The first part of this thesis is an experimental study of the spin-dependent transport in magnetic point contacts. Nano-contacts are produced micromechanically, by bringing a sharpened non-magnetic (N) tip into contact with a ferromagnetic (F) film. The magnetic and magneto-transport properties of such N/F nanocontacts are studied using transport spectroscopy, spanning the ballistic, diffusive, and thermal transport regimes.

Single N/F interfaces can exhibit current driven magnetic excitations, which are often manifest as peaks in the differential resistance of a point contact defining the N/F interface. Our experiments show that such surface magnetization excitations, and thus the single-interface spin torques, are observed for diffusive and thermal transport regimes where the conduction electrons experience strong scattering near the N/F interface, and are absent for purely ballistic contacts. We conclude that the single-interface spin torque effect is due to impurity scattering at N/F interfaces.
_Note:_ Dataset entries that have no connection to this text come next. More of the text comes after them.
PR #7560, opened 2021-11-09
DPL: Adjusting the InputSpan backend

matthiasrichter:
InputRecord is providing all payloads as header payload pairs, even
if there are multiple payloads per header. The InputSpan backend is
using an additional index to allow the mapping.

### DIFF
--- a/Framework/Core/src/DataProcessingDevice.cxx
+++ b/Framework/Core/src/DataProcessingDevice.cxx
@@ -1163,18 +1163,26 @@ bool DataProcessingDevice::tryDispatchComputation(DataProcessorContext& context,
       currentSetOfInputs = relayer->consumeExistingInputsForTimeslice(slot);
     }
     auto getter = [&currentSetOfInputs](size_t i, size_t partindex) -> DataRef {
-      if (currentSetOfInputs[i].size() > partindex) {
-        auto header = currentSetOfInputs[i].header(partindex).get();
-        auto payload = currentSetOfInputs[i].payload(partindex).get();
-        return DataRef{nullptr,
-                       static_cast<char const*>(header->GetData()),
-                       static_cast<char const*>(payload ? payload->GetData() : nullptr),
-                       payload ? payload->GetSize() : 0};
+      if (currentSetOfInputs[i].getNumberOfPairs() > partindex) {
+        const char* headerptr = nullptr;
+        const char* payloadptr = nullptr;
+        size_t payloadSize = 0;
+        // - each input can have multiple parts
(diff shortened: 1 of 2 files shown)


Framework/Core/src/DataProcessingDevice.cxx
```diff
@@ -1155,26 +1155,54 @@ bool DataProcessingDevice::tryDispatchComputation(DataProcessorContext& context,
   };
 
   //
+  // the number of parts per input depends on the number of added PartRef object
+  // and the number of payloads in these objects. ProcessingContext provdes data
+  // through the input span where every payload is provided through a DataRef
+  // object. The part index within the input needs to be translated into a 2 dim
+  // index to access the payload message i from PartRef object j and we generate
+  // a consecutive map of these tuples
+  std::vector<std::vector<std::pair<size_t, size_t>>> partRefMaps;
```
matthiasrichter: By isolating the individual parts of #7110, its now verified that the unit test failure of QualityControl/testCheckWorkflow is triggered by introducing this extra variable and using it in the lambdas. Since this variable is defined at the functions' scope like `currentSetOfInputs` and it is captured by reference we can rule out a simple out-of-scope volatile object.

This needs to be further investigate to exclude other errors. Here we have solved the problem by adding the ref index to the MessageSet. Adding this commit solves the unit test failure.

matthiasrichter: found the problem. This index can go out of sync with the vector of message sets in the loop for processing the list of ready-actions. In this loop, the message set can now be cleared by early forwarding. The index has now been incorporated into `MessageSet`.

matthiasrichter:
@TimoWilken what is wrong with the CI? Are the logs lost so that the status can not be evaluated?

Single N/F interfaces can also exhibit hysteretic conductivity, which is qualitatively similar to the spin-valve effect found in F/N/F trilayers. Based on our measurements of N/F point contacts in the size range of 1-30 nm, we propose two mechanisms of the observed hysteresis. The first mechanism relies on a non-uniform spin distribution near the contact core and is magnetoelastic in origin. This interpretation is in good agreement with some of our experiments on larger point contacts as well as with a numerical micromagnetic model we have developed, where a stress-induced anisotropy creates a non-uniform, domain-wall-like spin distribution in the contact core. The second mechanism we propose is a surface effect which relies on a difference between the surface and interior spins in the ferromagnet in terms of their exchange and anisotropy properties. The surface spin-valve mechanism is in good agreement with the hysteretic magnetoresistance observed for our smallest contacts (~1 nm) and for contacts to nanometer thin ferromagnetic films. This interpretation means that the surface magnetization can be reduced and weakly coupled to the interior spins in the ferromagnet. We find that this surface spin layer can be affected by both external fields and the spin torque of a transport current. The surface magnetization can even form nano-sized spin vorticies at the interface.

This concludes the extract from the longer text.